In fact, I'm wondering a bit if a default setup can score below a zero very often and if we are now going to skew bayes towards only certain classifications of ham.

And in the end, none of our tweaked system data and configuration are relevant to this discussion.


Looking at the thresholds, we really need a scientific approach based on the DEFAULT configurations to continue this discussion.

bayes_auto_learn_threshold_nonspam n.nn   (default: 0.1)
bayes_auto_learn_threshold_spam n.nn      (default: 12.0)

And, in the end, I wonder also if we are missing turning on bayes_auto_learn_on_error as a default.  I think for 3.4.0 turning this setting on and losing the backwards compatibility makes sense.

Regards,
KAM
Comment 11 John Hardin 2012-08-16 13:15:54 UTC
(In reply to comment #6)
> 
> Also if someone turns-off DNS whitelists they wont learn any ham at all.

I'd point out the object of this exercise is to keep an unconfigured or minimally-configured SA install from going off the rails. If the admin is involved enough to be disabling DNSWL lookups, they are likely involved enough to look at and tune the autolearn settings, especially if given guidance in the wiki.
Comment 12 Mark Martinec 2012-08-16 14:59:39 UTC
> Reduce the default Bayes autolearning score threshold for ham from 0.1 to -3

-1, I do not agree.

In 2007 we had to bump the ham threshold from -1 to 0.1
to widen a too narrow view on ham.

See Bug 5497 (and its predecessor Bug 5257).
Comment 13 Kevin A. McGrail 2012-08-17 16:14:16 UTC
(In reply to comment #12)
> > Reduce the default Bayes autolearning score threshold for ham from 0.1 to -3
> 
> -1, I do not agree.
> 
> In 2007 we had to bump the ham threshold from -1 to 0.1
> to widen a too narrow view on ham.
> 
> See Bug 5497 (and its predecessor Bug 5257).

Agreed. As mentioned above, "none of our tweaked system data and configuration are relevant to this discussion."

I think note 5497 remains open and this should be marked as a duplicate really.

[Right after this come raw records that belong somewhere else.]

Issue #875, opened 2024-09-02
Common pattern with `readBody` may lead to CSRF


OhB00:
### Environment

N/A

### Reproduction

The following pattern for creating endpoints is common, and may lead to a CSRF attack, provided it is a `GET`/`POST` handler, and only requires strings, or arrays of strings in the body.

The following is an example of what a vulnerable handler might look like:
```js
export default defineEventHandler(async e => {
  // Authenticated endpoint
  await VerifyAuthenticationHere(e)

  // Assumption here that content-type is validated.
  const body = await readBody(e)

  // Optional validation here ...

  // Some sensitive action that relies upon body
  if (body.action === "update") {
    await UpdateUser(body.new_username)
  }
})
```

### Describe the bug

The `readBody` utility will accept multiple different content type's, including `application/json` `application/x-www-form-urlencoded` and `text/plain`. 

There is an assumption that the `readBody` handler will only emit an object for the `application/json` content type, however, this also occurs for `application/x-www-form-urlencoded`. 

This has implications for security as cross-site requests can be sent when using the ` application/x-www-form-urlencoded`, but they cannot be sent when using `application/json`.

If `readBody` is called without appropriate CSRF protections, or without verifying the `content-type` header, the application may be at risk of a [CSRF attack](https://owasp.org/www-community/attacks/csrf).

### Additional context

The following handler is an example of how an attacker could exploit one of these issues:
```js
await fetch('https://whatever.io/api/edit', {
    method: 'POST',
    headers:{
      'Content-Type': 'application/x-www-form-urlencoded'
    },    
    body: new URLSearchParams({
        'username': 'hacked!',
    }),
    mode: 'no-cors'
}
```

pi0:
Closing as note added and for h3 v2 we are advocating `event.req.json()` which is strict JSON body parsing using web standard Requeest. Thanks again 🙏🏼

PR #1164, opened 2025-07-18
feat(readBody): support formdata type

huseeiin:
## Summary by CodeRabbit

* **New Features**
  * Added an optional `options` parameter to request body parsing, including `type: "formData"` for `multipart/form-data`.
  * Exposed a `ReadBodyOptions` type for the new API.

* **Bug Fixes**
  * Default parsing remains JSON, with `400 Bad Request` for invalid JSON.
  * URL-encoded bodies are parsed from `application/x-www-form-urlencoded` (or when explicitly requested).
  * Empty bodies still return `undefined`; repeated fields are preserved as arrays.

* **Documentation**
  * Updated `readBody` documentation and examples to reflect the default JSON behavior and explicit multipart opt-in.

* **Tests**
  * Added multipart/form-data tests (valid parsing, missing opt-in behavior, and malformed payload errors).

### DIFF
--- a/src/utils/body.ts
+++ b/src/utils/body.ts
@@ -26,11 +26,15 @@ export async function readBody<
   _T = InferEventInput<"body", _Event, T>,
 >(event: _Event): Promise<undefined | _T> {
   const text = await event.req.text();
+  const contentType = event.req.headers.get("content-type") || "";
+
+  if (contentType.startsWith("multipart/form-data"))
+    return Object.fromEntries(await event.req.formData()) as _T;
+
   if (!text) {
     return undefined;
   }
 
-  const contentType = event.req.headers.get("content-type") || "";
   if (contentType.startsWith("application/x-www-form-urlencoded")) {
     return parseURLEncodedBody(text) as _T;
   }
--- a/src/utils/body.ts
+++ b/src/utils/body.ts
@@ -7,6 +7,18 @@ import type { InferEventInput } from "../types/handler.ts";
 import type { ValidateResult } from "./internal/validate.ts";
 import type { StandardSchemaV1, FailureResult, InferOutput } from "./internal/standard-schema.ts";
 
+export interface ReadBodyOptions {
+  /**
+   * Force a parser instead of inferring it from the request `Content-Type`.
+   *
+   * - `"json"` (default): parse as JSON.
+   * - `"text"`: return the raw string body.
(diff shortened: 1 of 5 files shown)


src/utils/body.ts
```diff
@@ -29,11 +29,15 @@ export async function readBody<
   _T = InferEventInput<"body", _Event, T>,
 >(event: _Event): Promise<undefined | _T> {
   const text = await event.req.text();
+  const contentType = event.req.headers.get("content-type") || "";
+
+  if (contentType.startsWith("multipart/form-data"))
```
pi0: We should make it opt-in by supporting `event, opts?: { type: "json" | formData" }` and throw an HTTPError if it is not.

huseeiin: > We should make it opt-in by supporting `event, opts?: { type: "json" | formData" }` and throw an HTTPError if it is not.

i support this. but my changes remain valid, right? since `opts` is optional. when you specify `type` in `opts`, you're specifying a certain body type, when you're not, you're parsing any body as an object or string!

pi0: As security measure we should make types opt-in other than JSON (so if no options only json)

pi0: Context: https://github.com/h3js/h3/issues/875

pi0x:
Pushed e2e146c reworking this toward the opt-in design discussed above (#875).

**What changed**
- `readBody(event, { type })` — `formData` is now **strictly opt-in** and never auto-detected from `Content-Type`, so an untrusted request can no longer push `readBody` into multipart parsing on its own. Default JSON and existing `x-www-form-urlencoded` auto-parse are unchanged (no breaking change).
- Malformed multipart now throws a clean `HTTPError(400)`, matching the JSON path (addresses CodeRabbit's error-handling comment).
- Repeated form fields are preserved as arrays instead of collapsing to the last value — shared with url-encoded parsing (addresses CodeRabbit's duplicate-field comment).
- Added `readBody`-based multipart tests (opt-in parse, no auto-parse without opt-in, malformed → 400), running in both web and node.

**Open question:** the thread said "if no options only json" — I kept the existing `x-www-form-urlencoded` auto-parse by default to avoid a breaking change beyond this PR. If you want strict JSON-only default, it's a one-line change plus updating the one urlencoded test to pass `{ type: "urlencoded" }`.

> 🤖 This change was drafted with Claude Code (Opus 4.8) and reviewed by me before pushing.

pi0 (approved):

Issue #1166, opened 2025-07-22
handleCors() returns falsy sentinel (""), conflicting with example usage.


jakobrosenberg:
### Environment

h3: 2.0.0-beta.1

### Reproduction

Simply check the declared type:

```javascript
declare function handleCors(event: H3Event, options: CorsOptions): false | "";
```

### Describe the bug

**Description:**
`handleCors()` returns an empty string (`""`) when handling preflight requests. However, the official example suggests using a truthy check `(if (corsRes))`, which fails since `""` is falsy. This makes the example incorrect and the API unintuitive.

**Expected:**
Return a truthy sentinel (e.g. `true` or `"handled"`) to indicate preflight handled, matching the example pattern.

**Actual:**
Returns falsy sentinel (`""`), making:

```javascript
if (corsRes) return corsRes
```
ineffective.

### Logs

```sh

```

PR #1167, opened 2025-07-23
docs: fix description of`handleCors`'s return value

kricsleo:
resolves https://github.com/h3js/h3/issues/1166

(Also wondering if we can revert the `v1`'s `boolean` return value to minimize breaking changes 🤔)

### DIFF
--- a/docs/2.utils/4.security.md
+++ b/docs/2.utils/4.security.md
@@ -97,7 +97,7 @@ Handle CORS for the incoming request.
 
 If the incoming request is a CORS preflight request, it will append the CORS preflight headers and send a 204 response.
 
-If return value is `true`, the request is handled and no further action is needed.
+If return value is not `false`, the request is handled and no further action is needed.
 
 **Example:**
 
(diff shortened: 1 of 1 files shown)


pi0:
Yes i think might make sense for v1 (also v2) to avoid returning falsy like `""` value.

Do you know why we did that? (i have to check history) but seems your suggestion for avoid that is more sensable than asking for `=== false` check.

kricsleo:
I think this change might be unintentional. Firstly, it was [`return true`](https://github.com/h3js/h3/pull/783/files#diff-23f136e88f626c4862f90495c4a3abffbc9990eb4fff430d18b485dc7397dbdfR82) when handled, then it was changed to [`return noContent(...)`](https://github.com/h3js/h3/pull/792/files#diff-23f136e88f626c4862f90495c4a3abffbc9990eb4fff430d18b485dc7397dbdfR84). From this point on, the falsy check no longer works as expected since `noContent` would return an empty string.

randName:
I wonder if `noContent` should just construct a proper `Response` instead of returning an empty string, then the original check should work

kricsleo:
>  `noContent` should just construct a proper `Response`

Yeah, I agree with this; it would be more usable. 👍
This PR can be safely closed if https://github.com/h3js/h3/pull/1177 is merged.

PR #1169, opened 2025-07-23
feat(EventStream): support comment event

### LINKED ISSUE #1168: SSE support for comment message
### Environment

h3 v1.15.3

### Reproduction

Create an EventStream and try to push a comment:

```ts
import { createApp, createRouter, eventHandler, createEventStream } from "h3";

app.use(router);

router.get(
  "/",
  eventHandler((event) => {
    const eventStream = createEventStream(event);

    // Send a heartbeat to prevent connections from timing out
    const interval = setInterval(async () => {
      await eventStream.push({ comment: 'keep-alive' }); // ts error
    }, 1000);

    // cleanup the interval when the connection is terminated or the writer is closed
    eventStream.onClosed(() => {
      clearInterval(interval);
    });

    return eventStream.send();
  }),
);
```

### Describe the bug

The EventStream does support comment message so it is impossible to implement a heartbeat, which may be crucial if your server is behind an HAProxy killing idle connections.

See [MDN](https://developer.mozilla.org/en-US/docs/Web/API/Server-sent_events/Using_server-sent_events#event_stream_format)
> Note: The comment line can be used to prevent connections from timing out; a server can send a comment periodically to keep the connection alive.

### Additional context

_No response_

### Logs

```sh

```

HugoMuller:
resolves #1168  

Add support for comment, so doing this is now possible (see #1168 for a full reproduction scenario):

```ts
const eventStream = createEventStream(event);
await eventStream.push({ comment: 'keep-alive' });
```


pi0:
Nice idea. Howevr combining API to send normal messages with comments might be tricky since someone might want  to send an actual object with `comment` key in it.

We might introduce `ee.pushComment(...)` instead.

Can you please also rebase to `main` branch? (we could backport if necessary after)

HugoMuller:
I rebased and the PR targets `base` now.

I kept `ee.push(...)` untouched and added a new method `ee.pushComment()`.
I also introduced a new `formatEventStreamComment()` but I wanted to keep only 1 `_sendEvent` to handle both comment and message.
Is this ok by you?

pi0:
Thanks for update. It would be probably better to keep these two fully seperated to avoid internal bugs.

Issue #591, opened 2026-08-19
Use get_prs_between_tags for release notes once release-toolkit ships fail_on_error


dcalhoun:
`fastlane/Fastfile` builds the GitHub Release body by calling
`Fastlane::Helper::GithubHelper#generate_release_notes` directly, rather than the
`get_prs_between_tags` action that wraps it.

That was a deliberate workaround: the action rescued every `StandardError` and
returned the message as the changelog, so a transient API failure would publish a
release whose notes read `❌ Error computing the list of PRs…`. We push the tag
before creating the Release, so that needs to fail the step instead.

wordpress-mobile/release-toolkit#772 added a `fail_on_error:` parameter and is
merged, but not yet in a released gem — we're pinned to `~> 14.11`, locked at
`14.11.3`, and the entry is still under `## Trunk` in the toolkit CHANGELOG.

Once it ships:

- [ ] Bump `fastlane-plugin-wpmreleasetoolkit` in `Gemfile.lock` to a version
      containing #772
- [ ] Replace the `generated_release_notes` helper's `GithubHelper` call with
      `get_prs_between_tags(..., fail_on_error: true)`
- [ ] Drop the now-stale comment explaining why we bypass the action

`fail_on_error: true` is required, not optional. Without it the action swallows the
`400 Invalid previous_tag parameter` that a malformed `previous_tag` produces and
publishes the error text as the release body — the exact failure #772 exists to
prevent.

Context: https://github.com/wordpress-mobile/GutenbergKit/pull/588#discussion_r3815118392

PR #607, opened 2026-08-27
ci(release): use get_prs_between_tags with fail_on_error

mokagio:
AI-generated below:

## What?

Bumps `fastlane-plugin-wpmreleasetoolkit` to 15.0.0 and switches `generated_release_notes` back to the `get_prs_between_tags` action, now passing `fail_on_error: true`.

Closes [CMM-2332](https://linear.app/a8c/issue/CMM-2332) / #591.

## Why?

#588 deliberately bypassed the action and called `GithubHelper#generate_release_notes` directly, because the action rescued every `StandardError` and returned the message as the changelog — a transient API failure would publish a release whose notes read `❌ Error computing the list of PRs…`. We push the tag before creating the Release, so that has to fail the step instead.

[release-toolkit#772](https://github.com/wordpress-mobile/release-toolkit/pull/772) added the opt-out, and it has now shipped in 15.0.0, so the workaround can go.

## How?

`fail_on_error: true` is load-bearing rather than cosmetic, which is the one thing the diff doesn't say on its own — hence the comment that replaces the old workaround note.

The major bump is manual: Dependabot only proposes this repo's toolkit updates through the `ruby-minor-and-patch` group. Neither of 15.0.0's breaking changes reaches this repo — there are no `*_build_preflight` call sites, and `EnvManager` now populating the process `ENV` by default is a no-op here, where no `.env` file ships.

## Testing Instructions

The release lane only runs on CI, so I exercised the action directly against the live API from this branch:

```sh
bundle exec fastlane run get_prs_between_tags \
  repository:wordpress-mobile/GutenbergKit tag_name:v0.19.0 \
  previous_tag:v0.18.1 fail_on_error:true
```

Returns the v0.18.1 → v0.19.0 notes. Swapping in a nonexistent `previous_tag` exits 1 with `Octokit::BadRequest: 400 - Invalid previous_tag parameter`, where the same call with `fail_on_error:false` exits 0 and hands back the `❌ Error computing the list of PRs…` string — i.e. exactly the failure this change exists to prevent.

Heads-up for whoever reads the next release page: the action rewrites GitHub's `## What's Changed` heading into `## New PRs since [<previous_tag>](<link>)`.

### DIFF
--- a/fastlane/Fastfile
+++ b/fastlane/Fastfile
@@ -317,14 +317,16 @@ end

But we perhaps could use some additional information in the wiki to help admins, perhaps?  John, what do you think of that?
Comment 14 Kevin A. McGrail 2013-06-21 16:28:54 UTC
Moving all open bugs where target is defined and 3.4.0 or lower to 3.4.1 target
Comment 15 Kevin A. McGrail 2015-04-07 13:26:10 UTC
Closing as won't fix.  Perhaps better for a Wiki or Readme entry about Bayes tweaks.